The p73 gene gives rise to the full-length transactivation competent TAp73 and the N-terminally truncated isoform ΔNp73, which inhibits TAp73 and wild-type p53. The clinical relevance of TAp73 and ΔNp73 protein expression has not yet been evaluated in ovarian cancer. TAp73 and ΔNp73 expression was examined using immunohistochemistry and reverse transcription-polymerase chain reaction in 83 and 64 ovarian cancer specimens, respectively. A yeast-based assay and subsequent sequencing were performed to analyze the p53 mutational status. TAp73 and ΔNp73 protein expression was found in 73 of 83 (88%) and 48 of 83 (57.8%) ovarian cancer samples, respectively. The majority of cases showed immunostaining in both the nucleus and cytoplasm of tumor cells. TAp73 and ΔNp73 protein expression correlated with messenger RNA quantification in 25 of 64 (39.1%) and 37 of 64 (57.8%) cancer specimens, respectively. TAp73 and ΔNp73 protein expression was not associated with the p53 mutational status, clinicopathologic parameters, and prognosis of the examined ovarian cancer cases. Although TAp73 and ΔNp73 protein expression did not possess prognostic significance for ovarian cancer in this study, a potential clinical role of p73 isoforms cannot be definitively excluded due to limitations of immunohistochemistry.

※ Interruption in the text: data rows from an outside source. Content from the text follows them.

PR #40629, opened 2022-01-25
[8.x] Add ability to generate URL's with query strings using `url()->query()`

stevebauman:
## Description

This PR adds the ability to generate absolute URL's with query strings using `url()->query()`.

## Purpose

Currently, there is no built-in way of generating an absolute URL with query string parameters. You will have to assemble it yourself. It is currently possible using the `route()` and `action()` helpers, but not with `url()`.

**Before**:
```php
$query = Arr::query(['brand' => 'Samsung', 'model' => 'Galaxy']);

// http://localhost/products?brand=Samsung&model=Galaxy
url()->to('/products?'.$query);
```

**After**:

```php
// http://localhost/products?brand=Samsung&model=Galaxy
url()->query('/products', ['brand' => 'Samsung', 'model' => 'Galaxy']));
```

---

**Extra Parameters**:

You can also add extra parameters as you would with `url()->to()`:

```php
// http://www.localhost.com/products/samsung?model=Galaxy
url()->query('/products', ['model' => 'Galaxy'], ['samsung']);
```

**Secure URL**:

As with `url()->to()`, we may also provide a `$secure` parameter to generate an HTTPS URL:

```php
// https://www.localhost.com/products/samsung?model=Galaxy
url()->query('/products', ['model' => 'Galaxy'], ['samsung'], $secure = true);
```

**Developer Shortcut**:

We may also provide a boolean into the `$extra` parameter argument as a shortcut to generate a secure URL:

```php
// https://www.localhost.com/products?model=Galaxy
url()->query('/products', ['model' => 'Galaxy'], $secure = true)
``` 

---

Thanks for your time! ❤️  Let me know your thoughts 🙏

### DIFF
--- a/src/Illuminate/Routing/GeneratesQueryStrings.php
+++ b/src/Illuminate/Routing/GeneratesQueryStrings.php
@@ -1,0 +1,60 @@
+<?php
+
+namespace Illuminate\Routing;
+
+use Illuminate\Support\Arr;
+
+trait GeneratesQueryStrings
+{
+    /**
+     * Generate a query string with the given parameters.
+     *
+     * @param  array  $parameters
+     * @return string
+     */
+    protected function makeQueryString(array $parameters)
+    {
+        if (count($parameters) === 0) {
+            return '';
+        }
+
+        $query = Arr::query(
+            $keyed = $this->getStringParameters($parameters)
+        );
+
+        // If there happens to be more parameters remaining, we will fetch the numeric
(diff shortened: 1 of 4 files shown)


taylorotwell:
I dunno - tbh the before doesn't seem that bad to me? 😅 It looks a little worse because you have split it across two lines.

stevebauman:
Ok no worries! 😄

PR #40637, opened 2022-01-25
[9.x] Add support for nested having in queries

krve:
## Description

This PR implements nested having queries for the query builder, in the same way that wheres work. This means you can now group together "having" queries like the example below. Currently you are forced to make the query using `havingRaw` which could potentially introduce the possibility for SQL injections.

This shouldn't have an impact on existing applications as closure's where never supported in the first place.

## Example
```php
DB::table('product_data')
    ->having(function (Builder $query) {
        $query->having('column_one', 'foo')
            ->having('column_two', 'bar');
    })
    ->orHaving('column_three', 'biz')
    ->get();
```

Translates to: `select * from "product_data" having ("column_one" = "foo" and "column_two" = "bar") or "column_three" = "biz"`

This follows the current way of creating nested wheres.
```php
DB::table('product_data')
    ->where(function (Builder $query) {
        $query->where('column_one', 'foo')
            ->where('column_two', 'bar');
    })
    ->orWhere('column_three', 'biz')
    ->get();
```

### DIFF
--- a/src/Illuminate/Database/Query/Builder.php
+++ b/src/Illuminate/Database/Query/Builder.php
@@ -1549,6 +1549,33 @@ class Builder
         return $this;
     }
 
+    public function havingNested(Closure $callback, $boolean = 'and')
+    {
+        call_user_func($callback, $query = $this->forNestedWhere());
+
+        return $this->addNestedHavingQuery($query, $boolean);
+    }
+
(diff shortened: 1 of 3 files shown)


krve:
Wrong branch, closing in favor of #40638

p73 基因产生全长转录激活 competent TAp73 和 N 端截断的异构体 ΔNp73,后者抑制 TAp73 和野生型 p53。TAp73 和 ΔNp73 蛋白表达在卵巢癌中的临床相关性尚未得到评估。使用免疫组织化学和逆转录-聚合酶链反应分别在 83 例和 64 例卵巢癌标本中检测 TAp73 和 ΔNp73 的表达。进行了酵母测定和随后的测序,以分析 p53 突变状态。在 83 例卵巢癌样本中,73 例(88%)存在 TAp73 蛋白表达,48 例(57.8%)存在 ΔNp73 蛋白表达。大多数病例在肿瘤细胞的核和细胞质中均显示免疫染色。在 25 例(39.1%)和 37 例(57.8%)癌症标本中,TAp73 和 ΔNp73 蛋白表达与信使 RNA 定量相关。TAp73 和 ΔNp73 蛋白表达与 p53 突变状态、临床病理参数和所检查的卵巢癌病例的预后无关。尽管在本研究中,TAp73 和 ΔNp73 蛋白表达对卵巢癌没有预后意义,但由于免疫组织化学的局限性,不能明确排除 p73 异构体的潜在临床作用。